The other factor came as Goral and Dorner were taking laps around the track one day after the 2011 season. “The county was in the process of moving the pit area from turns three and four to behind corners one and two,” Goral said. “The place was all tore up when we were driving around the track. Bobby and I got talking. I think it was Bobby who said something like, ‘Do we really want to go through with this another year?’ We would have had to move the pits and our pit concession stand and everything else. We decided right then and there that we were done. We’d had enough.”
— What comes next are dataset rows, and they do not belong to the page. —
Issue #1209, opened 2018-02-21
Splitting settings.yml


josch:
Hi,

currently, `settings.yml` maintains the site-specific *settings* (language, secret key, proxy settings...) as well as the list of engines and list of languages.

Problems arise when upgrading searx from one version to the next. While settings like language, secret key and proxy settings probably should stay the same, the `settings.yml` has to be adapted to incorporate any added or removed languages or engines. This means, that currently, upgrading searx involves some manual work.

This manual work could be avoided if `settings.yml` were somehow split into more than one file. I can imagine two scenarios:

`settings.yml` only contains the site-specific settings (like language, secret key, proxy settings) while a new configuration file `engines.yml` contains the list of engines and `languages.yml` contains the list of languages. `settings.yml` would live in `/etc/searx` because it is definitely a site-specific configuration option which does *not* change on each upgrade. `engines.yml` and `languages.yml` could live in `/usr/share/searx` because those files *do* change upon each upgrade. Site admins who wish to override their `engines.yml` or `languages.yml` could add these files into `/etc/searx` but would then naturally have to take care to keep these up to date with their specific requirements when upgrading searx. searx itself would then prefer files in `/etc/searx` over files in `/usr/share/searx` but fall back to the latter if the former doesn't exist.

The second scenario, similar to the first one, maintains a minimal `settings.yml` in `/etc/searx` and a `languages.yml` in `/usr/share/searx` but instead of putting engine information into a `engines.yml`, each engine would have their own small yml file in `/usr/share/searx/engines`. Adding and removing engines by searx upgrades would then work by adding and removing files from that directory. If a system admin wants to overwrite the available engine, then they can create a `/etc/searx/engines.d` which contains all engine files that they want active. These could just be symlinks to the desired files in `/usr/share/searx/engines`. This concept is similar to what for example apache does with its `sites-enabled` and `sites-available` directories.

What do you think?

unixfox:
Maybe related to https://github.com/searx/searx/issues/2252

PR #1278, opened 2018-04-22
Implement #1209

dalf:
Implement #1209 :
- settings.yml has the same format as before
- doi.yml, locales.yml and engines.yml are loaded before (the disabled attributes are removed)
- if yaml search.engines path is defined, then all engines are disabled, and only engine specified in this list are enabled.
- settings.yml contans only general, search, server, ui sections. The search section contains the enabled engines.
- settings_robot.yml is unchanged


dalf:
Some notes : 
* In this implementation an administrator can't define its own engine. I think that "search.engines_yaml" and "search.include_engines_yaml" should be added in settings.yml. The first one to replace engines.yml path, the second to add another engines.yml.
* May be doi.yml, locales.yml, and engines.yml should be moved to the same directory than currencies.json and engines_languages.json ?

dalf:
Add two new settings : 
* search.engines_path : path of engines.yml
* search.include_engines_path : additional engine definitions (doesn't replace the content of engines.yml)
    
doi.yml, engines.yml, locales.yml are loaded directly into doi, engines, locales (not more prefix). Avoid to have settings about engines inside doi.yml for example. 

Note that the DOI settings have changed.

Some bug fixes on oa_doi_rewrite.

jfowl:
What do the core contributers think about this? I think this is a very smart idea all in all.

asciimoo:
Separating the engines part of the settings is a good idea, but the other files (languages, doi) aren't really necessary. What is the advantage of spreading the settings to multiple small files?

dalf:
Replaced by #2291

PR #1279, opened 2018-04-22
Switched currency converter to duckduckgo and added Bitcoin to currency list

rinpatch:
Switched currency converter to duckduckgo because parsing google finance is not working anymore (when trying to request https://finance.google.com/finance/converter?a=1&from=USD&to=EUR it either responds with "finance search result" or times out).
Also added Bitcoin to currency list since it is supported by duckduckgo's currency converter


asciimoo (approved):
Great, thank you!

PR #2257, opened 2018-05-28
Improved residue computation

abigopal:
As we have seen in numerical experiments, the current contour integral based residue computation can yield low accuracy results when the contour discretization values aren't represented faithfully in floating point arithmetic. This commit instead changes the residue computation to use the identity Res(f/g, z0) = f(z0)/g'(z0), where f and g are analytic at z0. This also obviates difficulties encountered when poles are located close to each other.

The venture was profitable some years, other years not so much. “That last year, we had actually had our biggest crowd ever. It was for a trailer race of destruction,” Goral said. “We had 2,600 people there. It was nights like that you needed to make up for the nights you lost money. We always seemed to lose money in August when car counts drop and football started up again. I can see now why (former Luxemburg track promoter) Kelly Hafeman wrapped things up around Labor Day weekend when he did.”

Goral said he’d most certainly tweak some things if he had to do it all over again. “I guess I’d focus more on the weekly program and have fewer big money specials,” Goral said. “I remember paying out $1,500-to-win IMCA stock car specials and getting like four or five new drivers show up. That’d be it. That extra money most nights doesn’t put more people in the stands. And the fall specials these tracks have, those are overdone, too. I wouldn’t do that, either. That’s too much financial risk.”

Promoting races took a toll on Goral’s health in the end. “Since I’ve gotten out of race promoting, I’ve had five different surgeries,” Goral said, noting ailments including a hip replacement, heart surgery, and liver cancer. “I don’t regret at all promoting the track all those years as it was fun overall. But financially looking back, it didn’t make sense to keep doing it. And these days I would not want to be a race promoter. They are much different times these days.”